Navigating the complexities of AI adoption in the AML space

AI

In a recent post by Moody’s Analytics, the firm asked three key questions about driving efficiency with AI-powered screening.

Distinguishing between artificial intelligence (AI) and machine learning (ML) is essential when considering the digital transformation within computer science. AI encompasses the wider discipline of creating intelligent machines that emulate human intelligence. It is tasked with copying or performing duties that would traditionally require human decision-making or action-taking. Meanwhile, ML, a subdivision of AI, prioritises harnessing large volumes of data and nuanced patterns within this data to develop software models that aid in problem-solving and deriving insights.

These ML algorithms can progressively improve their performance through the incorporation of new data. This adaptation enables systems to recognise patterns, make predictions and execute tasks without the need for direct instruction. Despite the power of ML, it remains one part of the wider AI landscape, which also includes sectors such as natural language processing (NLP), computer vision, and robotics.

In the realm of Moody’s Analytics, we utilise a supervised learning model to enhance screening efficiency. This model is trained with labelled data, where input data aligns with the desired outputs. This allows the model to draw correlations between inputs and outputs by recognising patterns and relationships in the data.

The AI technology can be adapted to ‘know your customer’ (KYC) and anti-money laundering (AML) processes for improved operational efficiency. Moody’s Analytics has created an AI-powered Alert Score for every record requiring a company’s review. This score, ranging from 0 to 1, reflects the confidence level of the screened name, with 0.00 representing a no-match and 1.00 a match.

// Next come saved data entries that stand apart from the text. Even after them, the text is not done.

PR #50, opened 2020-01-18
Update RTLSDR and LIMESDR drivers to spectrograph device

jpaana:
Renamed functions with guidance from radio simulator. Also ran through clang-format as the indentation was a bit all over the place.

### DIFF
--- a/indi-limesdr/indi_limesdr_detector.cpp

The Moody’s Analytics Grid is the source of data for the AI Review. Our AI Review global model has been trained with over 12.1m rows of data. In addition, specific firm data can be applied to a local model for deployment within a company, aligning better with its policies and analysts’ behaviour.

The Alert Score can be employed to filter results. Firms can decide to review only those results with a score exceeding 0.25, aiding in the reduction of false positives. This level of tunable screening, defined by a company, can be adjusted to enhance efficiency while maintaining control over the screening process.

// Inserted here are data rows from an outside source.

PR #56, opened 2020-02-06
Replace wrong arm libraries in Intel x86 directory

pchev:
Atik libraries for Intel x86 wrongly install an ARM version making compilation and execution of the i386 atik driver to fail.
~/source/indi/indi-3rdparty/libatik/x86$ file *
libatikcameras.bin: ELF 32-bit LSB shared object, ARM, EABI5 version 1 (GNU/Linux), dynamically linked, BuildID[sha1]=23835ac1829d8136c39f67d5cd012ba9adc9e89e, with debug_info, not stripped
libflycapture.bin:  ELF 32-bit LSB shared object, ARM, EABI5 version 1 (GNU/Linux), dynamically linked, BuildID[sha1]=184899e4365d2a46b33bc5b1a310e54e478b68f4, stripped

Every alert is scored by the model on a scale of 0 to 1. A score nearer to 1 indicates a higher-risk screened name, which may necessitate additional investigation. By establishing a threshold, scores on the lower end suggest a reduced chance of an alert and can be automatically filtered out. The ML technology can thereby function as a level-1 analyst, offering repeatable decision-making to sift out false positives and allowing compliance teams to focus on the investigation of higher risk alerts.

It is crucial for any company implementing AI/ML technology to comprehend its inner workings within the organisation’s processes and procedures, and to enforce governance around its design and implementation. At Moody’s Analytics, we intentionally deploy static models that don’t learn from customer decisions in real-time without human intervention.

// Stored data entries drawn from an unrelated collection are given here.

PR #58, opened 2020-02-16
WIP: Nexstarevo add serial link

fabriziop:
The nexstarevo driver is modified to add the serial link capability to the network link capability already present. Since the serial ports AUX and PC of Celestron scopes requires hardware handshake with echo of transmitted characters, its read/write logic is different from the network link one. I tried to merge them, but, probably, the network link is broken now.

### DIFF
--- a/indi-nexstarevo/NexStarAUXScope.cpp
+++ b/indi-nexstarevo/NexStarAUXScope.cpp
@@ -1,14 +1,16 @@
 
 #include "NexStarAUXScope.h"
 
-#include <inditelescope.h>
-
 #include <algorithm>
 #include <math.h>
 #include <queue>
 #include <string.h>
 #include <unistd.h>
 #include <arpa/inet.h>
+
+#define READ_TIMEOUT 1 		// s
+#define CTS_TIMEOUT 100		// ms
+#define RTS_DELAY 50		// ms
 
 #define BUFFER_SIZE 10240
 int MAX_CMD_LEN = 32;
@@ -212,14 +214,29 @@ NexStarAUXScope::~NexStarAUXScope()
     closeConnection();
 }
 
+const char *NexStarAUXScope::getDefaultName()
+{
+    return (char *)"NexStar Aux Scope";
+}  
+
+const char *NexStarAUXScope::getDeviceName()
+{
+    return (char *)"NexStar Aux Scope";
+}  
+
+bool NexStarAUXScope::ReadScopeStatus()
+{
+    return true;
+}
+
 void NexStarAUXScope::initScope(char const *ip, int port)
 {
     fprintf(stderr, "Preset scope IP %s:%d\n", ip, port);
-    detectScope();
-    bzero(&addr, sizeof(addr));
-    addr.sin_family      = AF_INET;
-    addr.sin_addr.s_addr = inet_addr(ip);
-    addr.sin_port        = htons(port);
+    //detectScope();
+    //bzero(&addr, sizeof(addr));
+    //addr.sin_family      = AF_INET;
+    //addr.sin_addr.s_addr = inet_addr(ip);
+    //addr.sin_port        = htons(port);
     initScope();
 };
 
@@ -233,11 +250,15 @@ void NexStarAUXScope::initScope()
     // Park position at the south horizon.
     Alt = targetAlt = Az = targetAz = 0;
     Lat = Lon = Elv = 0;
-    sock            = 0;
+    //sock            = 0;
+    DEBUG = true;
 };
 
 bool NexStarAUXScope::detectScope()
 {
+    //FP
+    //return true;
+
     struct sockaddr_in myaddr;           /* our address */
     struct sockaddr_in remaddr;          /* remote address */
     socklen_t addrlen = sizeof(remaddr); /* length of addresses */
@@ -296,14 +317,17 @@ bool NexStarAUXScope::detectScope()
     return false;
 }
 
-bool NexStarAUXScope::Connect(int PortFD)
+bool NexStarAUXScope::Connect(int portFD)
 {
+    PortFD = portFD;
+
     if (PortFD > 0)
     {
         // We are connected. Just start processing!
-        fprintf(stderr, "Connection ready. Starting Processing.\n");
-        sock=PortFD;
-        msleep(500);
+        //fprintf(stderr, "Connection ready. Starting Processing.\n");
+	//DEBUG(DBG_NSEVO,"Connection ready. Starting Processing.\n");
+        //FPsock=PortFD;
+        //msleep(500);
         readMsgs();
         return true;
     }
@@ -312,7 +336,9 @@ bool NexStarAUXScope::Connect(int PortFD)
     // This is just to print where is the scope if there is no connection
     if (!detectScope())
     {
-        fprintf(stderr, "Cannot detect the scope!\n");
+        //fprintf(stderr, "Cannot detect the scope!\n");
+	//FP
+        LOG_INFO("Connect: cannot detect the scope!\n");
     }
     return false;
 
@@ -333,12 +359,16 @@ bool NexStarAUXScope::UpdateLocation(double lat, double lon, double elev)
     return true;
 }
 
+// FP modified
 void NexStarAUXScope::closeConnection()
 {
-    if (sock > 0)
+    //if (sock > 0)
+    if (PortFD > 0)
     {
-        close(sock);
-        sock = 0;
+        //close(sock);
+        //sock = 0;
+        close(PortFD);
+        PortFD = 0;
     }
 }
 
@@ -414,6 +444,7 @@ bool NexStarAUXScope::GoToFast(long alt, long az, bool track)
     az %= STEPS_PER_REVOLUTION;
     azmcmd.setPosition(az);
     sendCmd(altcmd);
+    readMsgs();
     sendCmd(azmcmd);
     readMsgs();
     //DEBUG=false;
@@ -442,6 +473,7 @@ bool NexStarAUXScope::GoToSlow(long alt, long az, bool track)
     az %= STEPS_PER_REVOLUTION;
     azmcmd.setPosition(az);
     sendCmd(altcmd);
+    readMsgs();
     sendCmd(azmcmd);
     readMsgs();
     //DEBUG=false;
@@ -466,6 +498,7 @@ bool NexStarAUXScope::Track(long altRate, long azRate)
     azmcmd.setPosition(long(std::abs(AzRate)));
 
     sendCmd(altcmd);
+    readMsgs();
     sendCmd(azmcmd);
     readMsgs();
     return true;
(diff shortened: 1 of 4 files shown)


jochym:
Let me look into it a little @fabriziop. I fully intend to merge it soon but I would like to avoid any regressions in the driver.

fabriziop:
I agree with you. Take your time.
To help to understand my changes, here are some details.

Celestron serial protocol (ports AUX and PC)
1. set RTS on.
2. wait for CTS on with timeout. If timeout abort sequence.
3. send scope command from PC to scope.
4. wait for the physical send completion.
5. set RTS to off. If RTS is set to off before physical send completion of command, the command transmission is truncated.
6. receive echo of scope command. Check for identity with the sent one.
7. receive command response, process it as usual.

For this type of handshake, it is convenient to read command responses after each command sent.
This behavior is different from your net link implementation that uses a pipeline scheme for sending e receiving. This is the most tricky part, I think, the merge of the two communication logic.

F.

fabriziop:
I just pushed a fix. There were a lot of missing calls to readMsgs after sendCmd calls. With serial link logic, readMsgs must be called just after each call to sendCmd. Sorry for my fused brain.

knro:
@jochym @fabriziop is this ready to land?

jochym:
I had no time to work on this. I will test this tomorrow. So hold it for now please @knro .
Sorry @fabriziop - I was busy last few days.

jochym:
@fabriziop : I had time to test on my mount while connected through HC serial socket. 
The connection does not work. If I connect with celestron_gps driver it works fine with the same serial connection and settings. With this version I get CTS timeout right after connection. 
Is it supposed to work over HC bridge, or you need to have hardware interface to AUX port?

The integration of AI within the AML industry comes with its share of challenges, such as significant costs for deploying AI systems, data quality and availability issues, complex regulatory compliance requirements, and difficulties in understanding and explaining the decisions made by AI models. Despite these challenges, the potential benefits of AI and ML in enhancing the efficiency and effectiveness of KYC and AML processes make it an area worth exploring for many financial institutions.